I've got a Redline alu. fork and was thinking about switching to a carbon fork...anyone done the homework to see how much weight you save by going carbon? is it really that much? According to redline, their carbon cross fork weights 595 grams...any idea what the alu. fork weights?


----------



## jeremyb (Jun 16, 2004)

turbomatic73 said:


> I've got a Redline alu. fork and was thinking about switching to a carbon fork...anyone done the homework to see how much weight you save by going carbon? is it really that much?

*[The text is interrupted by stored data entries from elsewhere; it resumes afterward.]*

Issue #1168, opened 2016-02-12
add v6 store-and-forward


SimonCropp:
Connects to https://github.com/Particular/NServiceBus.SqlServer/issues/139

## Plan of Attack
 - [x] Update v5 and v6 samples [PR](https://github.com/Particular/docs.particular.net/pull/1362)

SimonCropp:
@SzymonPobiega can u have a look at this one?

SzymonPobiega:
@tmasternak the purpose of this sample was to show how to add store-and-forward feature to a transport that does not have it. The main target was SQL Server transport in multi-DB mode. With this sample, instead of sending messages directly to the other database, we would send it to ourselves and use outbox to push it to the other DB.

Since we are no longer supporting multi-DB/outbox combo in V6 (at least for now), does this sample still make sense? It does not make much sense in context of other transports (in this form).

SzymonPobiega:
The alternative we can provide is a sample where we enable the outbox for the messages sent from `IMessageSession` but since we have not yet decided the fate of the outbox, I'd leave it for now.

johnsimons:
Started the v6 version in #1216, if this does not go anywhere feel free to delete PR

tmasternak:
@SzymonPobiega correct we decided to drop multi-DB/outbox combo in v6 so the sample does not really make sense.

timbussmann:
@SzymonPobiega @tmasternak so can we close this since it wouldn't make sense on v6 as far as I understood you?

SzymonPobiega:
@timbussmann :+1: for closing. I am not sure if we manage to provide a replacement for it in the 6.0 time frame but the proper replacement (which might come a bit later) would be allowing the outbox to be used with the message session unit of work. We discussed that with @andreasohlund recently. You would pass the dedup ID to the method that opens the session.

SimonCropp:
@timbussmann or @SzymonPobiega can u please add some text that explains why there is no v6 version. or perhaps link to some upgrade guide or other page that handles that explanation?

tmasternak:
@SimonCropp I think that we don't have a good place to link to yet. This should change this week. I've added this PR to PoA for Multi-instance in v6 issue and will track it from there.

SimonCropp:
@tmasternak thanks

weralabaj:
@SzymonPobiega @tmasternak Since I'm missing some context - do we now have the info we need?

tmasternak:
[...]

PR #1216, opened 2016-02-25
[WIP] V6 store and forward

johnsimons:
This deals with #1168 

Stuck on how to access the send options in v6, have no idea how to do it

### DIFF
--- a/samples/outbox/store-and-forward/Version_6/Receiver/OrderSubmittedHandler.cs
+++ b/samples/outbox/store-and-forward/Version_6/Receiver/OrderSubmittedHandler.cs
@@ -1,0 +1,15 @@
+using System;
+using System.Threading.Tasks;
+using NServiceBus;
+
+public class OrderSubmittedHandler : IHandleMessages<OrderSubmitted>
+{
+    public Task Handle(OrderSubmitted message, IMessageHandlerContext context)
+    {
+        Console.WriteLine("Order {0} worth {1} submitted", message.OrderId, message.Value);
+        return context.Reply(new OrderAccepted
+        {
+            OrderId = message.OrderId,
+        });
+    }
+}
--- a/samples/outbox/store-and-forward/Version_6/Receiver/Program.cs
+++ b/samples/outbox/store-and-forward/Version_6/Receiver/Program.cs
@@ -1,0 +1,35 @@
+﻿using System;
+using System.Threading.Tasks;
+using NServiceBus;
+using NServiceBus.Features;
+
+class Program
+{
+    static void Main()
+    {
+        AsyncRun().GetAwaiter().GetResult();
+    }
+
+    static async Task AsyncRun()
+    {
+        #region ReceiverConfiguration
+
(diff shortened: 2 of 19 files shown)


SimonCropp:
@timbussmann can u comment on this

timbussmann:
`SendOptions` are not available in the pipeline. All settings configured on the `SendOptions` are merged into the pipeline context (e.g. see here: https://github.com/Particular/NServiceBus/blob/develop/src/NServiceBus.Core/Pipeline/Outgoing/OutgoingSendContext.cs#L17).

johnsimons:
@timbussmann I need access to the send type, so I can distinguish whether is a publish or a send ?
This is how we used to do it in v5:
```c#
SendOptions sendOptions = context.DeliveryOptions as SendOptions;
 +        if (sendOptions != null)
 +        {
 +            context.OutgoingLogicalMessage.Headers["$.store-and-forward.destination"] =
 +                sendOptions.Destination.ToString();
 +            sendOptions.Destination = configure.LocalAddress;
 +            //We could as well store other properties of the SendOptions to handle things like delayed delivery
 +        }
 +        else
 +        {
 +            PublishOptions publishOptions = context.DeliveryOptions as PublishOptions;
 +            if (publishOptions != null)
 +            {
 +                //Technically we don't need to store tha actual type, just a marker that this is a Publish operation
 +                context.OutgoingLogicalMessage.Headers["$.store-and-forward.eventtype"] =
 +                    publishOptions.EventType.AssemblyQualifiedName;
 +            }
 +            else
 +            {
 +                //We should never get here as is makes no sense to reply from outside of a handler
 +                throw new NotSupportedException("Not supported delivery option: " + context.DeliveryOptions.GetType().Name);
 +            }
 +        }
```

How can I achieve the same in v6 ?

timbussmann:
can you use `IOutgoingLogicalMessageContext.Message.MessageType`?

johnsimons:
@timbussmann 

> can you use IOutgoingLogicalMessageContext.Message.MessageType

Not sure, u tell me ?

timbussmann:
@johnsimons it should work. Since it's your PR, you should be able to test it yourself?

johnsimons:
@timbussmann I have tested it and still stuck

I assume this is what u mean:
```
if (conventions.IsEventType(context.Message.MessageType))
```
Is the `context.Message.MessageType` the eventtype or the proxy type ?

Also I need to get access to the destination, how do I get that ?

johnsimons:
@timbussmann I really think u should take over this PR, it is not much left to do.

timbussmann:
@johnsimons what about this comment in the linked issue here:

> correct we decided to drop multi-DB/outbox combo in v6 so the sample does not really make sense.

do we still need this sample at all then?

johnsimons:
@timbussmann not my call, as I said in https://github.com/Particular/docs.particular.net/issues/1168#issuecomment-188621568

timbussmann:
closing this as #1168 was closed to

According to redline, their carbon cross fork weights 595 grams...any idea what the alu. fork weights?



i can check when i get home i have the weight for my specialized Al fork and i know my Woundup with 9.25 steerer weighs 575 grams. 

j


----------



## beaker (Feb 2, 2005)

*claimed weights*

All weights are manufacturers claimed weights taken from cyclocrossworld:

Redline alu: 600g 
Kinesis alu w/alu steerer: 650 g
Sibex Ti: 590g
Redline Carbon: 595g ($199.99)
Muddy Carbon: 675 g
True Temper Alpha Q: 550g
Empella Carbon: 550g

If all the weights are accurate, I would assume that you would only lose 50 grams (roughly .1 lbs) off your bike. Are you looking to change the fork only for weight saving purposes? If so, there may be better places where you could save weight for less money. For that same $200 and a little bargain hunting, you may be able to cut a little wheel weight with a new set(something that would make a bigger difference), and it would also give you that always popular "spare set" of wheels for races.


----------



## turbomatic73 (Jan 22, 2004)

*thanks*

yeah that'd be great...the specialized alu forks i've seen look pretty similar to the redline (kenisis?) anyway...weight would be pretty close i think. tanks...


----------



## turbomatic73 (Jan 22, 2004)

*yep*

yep was looking to shed some weight, and agree--if the claimed weight of the redline alu fork is correct it doesn't seem like a big savings to justify $200.


----------



## wunlap togo (Oct 1, 2004)

beaker said:


> All weights are manufacturers claimed weights taken from cyclocrossworld:
> 
> Redline alu: 600g
> Kinesis alu w/alu steerer: 650 g
> ...


----------



## jeremyb (Jun 16, 2004)

*732 grams*

that weight is not even close based upon what my Specialized fork weighed in at. Checked my database at home (parts that ive weighed on my own digital scale). and my Specialized fork with 229mm of steerer tube weighed 732 grams. My Aerus CX carbon fork weighed 631 grams with 234mm steerer tube. Woundup CX 575 with 234 mm tube.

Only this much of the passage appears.